**Work item**
Once you have read the data below, set it all down again exactly.

**Stored data**
= Beginning of Section =

PR #422, opened 2020-11-13
system_platform and system_advisories partitioning fix

MichaelMraka:
Before merging this request fix CI database 
`update schema_migrations set version = 42, dirty = false;`


docker-compose.yml
```diff
@@ -1,12 +1,24 @@
 version: '3'
 
 services:
+  db_volumefix:
```
Josca, line 4: What's this? Is it temporarily added service?

database_admin/migrations/043_partition_system_patform_advisories.up.sql
```diff
@@ -1,3 +1,19 @@
+CREATE OR REPLACE FUNCTION create_table_partitions(tbl regclass, parts INTEGER, rest text)
```
Josca, line 1: docker-compose -based migration test now works for me :+1:

docker-compose.yml
MichaelMraka: in userspace running podman it's necessary to fix  /var/lib/pgsql/data permission
it's needed only in local developer setup

PR #436, opened 2020-12-03
Add endpoint for vuln errata linking

semtexzv:
Add new endpoints used by vulnerabilitites.
These endpoints:
- Don't support filtering, paging
- Provide just cross-linking between systems and advisories


listener/upload.go
```diff
@@ -221,7 +221,7 @@ func updateSystemPlatform(tx *gorm.DB, inventoryID string, accountID int, host *
 	utils.Log("inventoryID", inventoryID, "packages", len(updatesReq.PackageList), "repos",
 		len(updatesReq.RepositoryList), "modules", len(updatesReq.ModulesList),
 		"addedRepos", addedRepos, "addedSysRepos", addedSysRepos, "deletedSysRepos", deletedSysRepos).
-		Debug("System created or updated successfully")
+		Debug("Systems created or updated successfully")
```
Josca, line 224: Why do you use plural here? Only one system at the time is created/updated, or not?

manager/controllers/systems_advisories_view.go
```diff
@@ -0,0 +1,68 @@
...
+func systemsAdvisoriesQuery(acc int, systems, advisories []string) *gorm.DB {
+	return database.Db.
+		Table("system_advisories sa").
+		Select(systemsAdvisoriesSelect).
+		Joins("join system_platform sp on sp.rh_account_id = ? and sp.id = sa.system_id", acc).
+		Joins("join advisory_metadata am on am.id = sa.advisory_id").
+		Where("sa.rh_account_id = ?", acc).
+		Where("sp.inventory_id in (?)", systems).
+		Where("am.name in (?)", advisories).
+		Order("sp.inventory_id, am.id")
```
Josca, line 36: We should conditionally use "inventory.hosts" table to filter system_platform items as used in other handlers.

Josca (changes requested):
Lgtm in general, just two comments or questions.

manager/controllers/systems_advisories_view.go
semtexzv: Added

manager/controllers/systems_advisories_view.go
```diff
@@ -0,0 +1,110 @@
...
+
+import (
+	"app/base/database"
+	"app/manager/middlewares"
+	"github.com/gin-gonic/gin"
+	"github.com/jinzhu/gorm"
+	"net/http"
+)
+
+type AdvisoryName string
```
Josca, line 11: why do you use these typedefs?

semtexzv: Well, it was getting hard to read the code.

Josca: For me it's even harder now. It looks like usage of new structs but it's only string. But if you like it ...

Josca (approved):

PR #438, opened 2020-12-04
Add missing params to system_packages

semtexzv:


Josca (changes requested):
I see the same problem in package_systems. There are probably more missing params as the annotation is pretty short in this handler.

Josca (approved):

PR #450, opened 2020-12-17
added optional env var RESET_SCHEMA to database-admin

Josca:
- allowing to drop and recreate schema (of specific version when
SCHEMA_MIGRATION is used in addition).

### DIFF
--- a/conf/database_admin.env
+++ b/conf/database_admin.env
@@ -4,6 +4,9 @@ DB_PASSWD=passwd
 # Optionally set migration version to migrate to
 #SCHEMA_MIGRATION=40
 
+# Optionally set to "true" to reset database schema
+# RESET_SCHEMA=true
+
 MANAGER_PASSWORD=manager
 LISTENER_PASSWORD=listener
 VMAAS_SYNC_PASSWORD=vmaas_sync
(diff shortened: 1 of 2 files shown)


database_admin/update.sh
```diff
@@ -9,8 +9,16 @@ export PGSSLMODE=$DB_SSLMODE
 
 WAIT_FOR_EMPTY_DB=1 ./scripts/wait-for-services.sh
 
+# TODO: where is used this DB_INITIALIZED check result?
```
semtexzv, line 12: Good to remove the DB_INITIALIZED, it was used to check whether to apply full schema or partial migration. We don;t need it anymore

conf/database_admin.env
```diff
@@ -4,6 +4,9 @@ DB_PASSWD=passwd
 # Optionally set migration version to migrate to
 #SCHEMA_MIGRATION=40
 
+# Optionally set to "true" to reset database schema
+# RESET_SCHEMA=true
```
semtexzv, line 8: Why do we need this ?

Josca: It allows to reset db schema to any required version. For instance now we need to downgrade db schema in stage env. We can do it using this without special request to sre.

semtexzv (approved):

PR #453, opened 2021-01-04
Support tags without value

semtexzv:
Allow tags without the value portion.
Tags query parameter now accepts 2 formats:
`tags=ns/k=v` and `tags=ns/k`

### DIFF
--- a/manager/controllers/utils.go
+++ b/manager/controllers/utils.go
@@ -18,7 +18,7 @@ import (
 const InvalidOffsetMsg = "Invalid offset"
 const InvalidTagMsg = "Invalid tag '%s'. Use 'namespace/key=val format'"
 
-var tagRegex = regexp.MustCompile(`([^/=]+)/([^/=]+)=([^/=]+)`)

= End of Section =

**Exercise solution**
PR #422, opened 2020-11-13
system_platform and system_advisories partitioning fix

MichaelMraka:
Before merging this request fix CI database 
`update schema_migrations set version = 42, dirty = false;`


docker-compose.yml
```diff
@@ -1,12 +1,24 @@
 version: '3'
 
 services:
+  db_volumefix:
```
Josca, line 4: What's this? Is it temporarily added service?

database_admin/migrations/043_partition_system_patform_advisories.up.sql
```diff
@@ -1,3 +1,19 @@
+CREATE OR REPLACE FUNCTION create_table_partitions(tbl regclass, parts INTEGER, rest text)
```
Josca, line 1: docker-compose -based migration test now works for me :+1:

docker-compose.yml
MichaelMraka: in userspace running podman it's necessary to fix  /var/lib/pgsql/data permission
it's needed only in local developer setup

PR #436, opened 2020-12-03
Add endpoint for vuln errata linking

semtexzv:
Add new endpoints used by vulnerabilitites.
These endpoints:
- Don't support filtering, paging
- Provide just cross-linking between systems and advisories


listener/upload.go
```diff
@@ -221,7 +221,7 @@ func updateSystemPlatform(tx *gorm.DB, inventoryID string, accountID int, host *
 	utils.Log("inventoryID", inventoryID, "packages", len(updatesReq.PackageList), "repos",
 		len(updatesReq.RepositoryList), "modules", len(updatesReq.ModulesList),
 		"addedRepos", addedRepos, "addedSysRepos", addedSysRepos, "deletedSysRepos", deletedSysRepos).
-		Debug("System created or updated successfully")
+		Debug("Systems created or updated successfully")
```
Josca, line 224: Why do you use plural here? Only one system at the time is created/updated, or not?

manager/controllers/systems_advisories_view.go
```diff
@@ -0,0 +1,68 @@
...
+func systemsAdvisoriesQuery(acc int, systems, advisories []string) *gorm.DB {
+	return database.Db.
+		Table("system_advisories sa").
+		Select(systemsAdvisoriesSelect).
+		Joins("join system_platform sp on sp.rh_account_id = ? and sp.id = sa.system_id", acc).
+		Joins("join advisory_metadata am on am.id = sa.advisory_id").
+		Where("sa.rh_account_id = ?", acc).
+		Where("sp.inventory_id in (?)", systems).
+		Where("am.name in (?)", advisories).
+		Order("sp.inventory_id, am.id")
```
Josca, line 36: We should conditionally use "inventory.hosts" table to filter system_platform items as used in other handlers.

Josca (changes requested):
Lgtm in general, just two comments or questions.

manager/controllers/systems_advisories_view.go
semtexzv: Added

manager/controllers/systems_advisories_view.go
```diff
@@ -0,0 +1,110 @@
...
+
+import (
+	"app/base/database"
+	"app/manager/middlewares"
+	"github.com/gin-gonic/gin"
+	"github.com/jinzhu/gorm"
+	"net/http"
+)
+
+type AdvisoryName string
```
Josca, line 11: why do you use these typedefs?

semtexzv: Well, it was getting hard to read the code.

Josca: For me it's even harder now. It looks like usage of new structs but it's only string. But if you like it ...

Josca (approved):

PR #438, opened 2020-12-04
Add missing params to system_packages

semtexzv:


Josca (changes requested):
I see the same problem in package_systems. There are probably more missing params as the annotation is pretty short in this handler.

Josca (approved):

PR #450, opened 2020-12-17
added optional env var RESET_SCHEMA to database-admin

Josca:
- allowing to drop and recreate schema (of specific version when
SCHEMA_MIGRATION is used in addition).

### DIFF
--- a/conf/database_admin.env
+++ b/conf/database_admin.env
@@ -4,6 +4,9 @@ DB_PASSWD=passwd
 # Optionally set migration version to migrate to
 #SCHEMA_MIGRATION=40
 
+# Optionally set to "true" to reset database schema
+# RESET_SCHEMA=true
+
 MANAGER_PASSWORD=manager
 LISTENER_PASSWORD=listener
 VMAAS_SYNC_PASSWORD=vmaas_sync
(diff shortened: 1 of 2 files shown)


database_admin/update.sh
```diff
@@ -9,8 +9,16 @@ export PGSSLMODE=$DB_SSLMODE
 
 WAIT_FOR_EMPTY_DB=1 ./scripts/wait-for-services.sh
 
+# TODO: where is used this DB_INITIALIZED check result?
```
semtexzv, line 12: Good to remove the DB_INITIALIZED, it was used to check whether to apply full schema or partial migration. We don;t need it anymore

conf/database_admin.env
```diff
@@ -4,6 +4,9 @@ DB_PASSWD=passwd
 # Optionally set migration version to migrate to
 #SCHEMA_MIGRATION=40
 
+# Optionally set to "true" to reset database schema
+# RESET_SCHEMA=true
```
semtexzv, line 8: Why do we need this ?

Josca: It allows to reset db schema to any required version. For instance now we need to downgrade db schema in stage env. We can do it using this without special request to sre.

semtexzv (approved):

PR #453, opened 2021-01-04
Support tags without value

semtexzv:
Allow tags without the value portion.
Tags query parameter now accepts 2 formats:
`tags=ns/k=v` and `tags=ns/k`

### DIFF
--- a/manager/controllers/utils.go
+++ b/manager/controllers/utils.go
@@ -18,7 +18,7 @@ import (
 const InvalidOffsetMsg = "Invalid offset"
 const InvalidTagMsg = "Invalid tag '%s'. Use 'namespace/key=val format'"
 
-var tagRegex = regexp.MustCompile(`([^/=]+)/([^/=]+)=([^/=]+)`)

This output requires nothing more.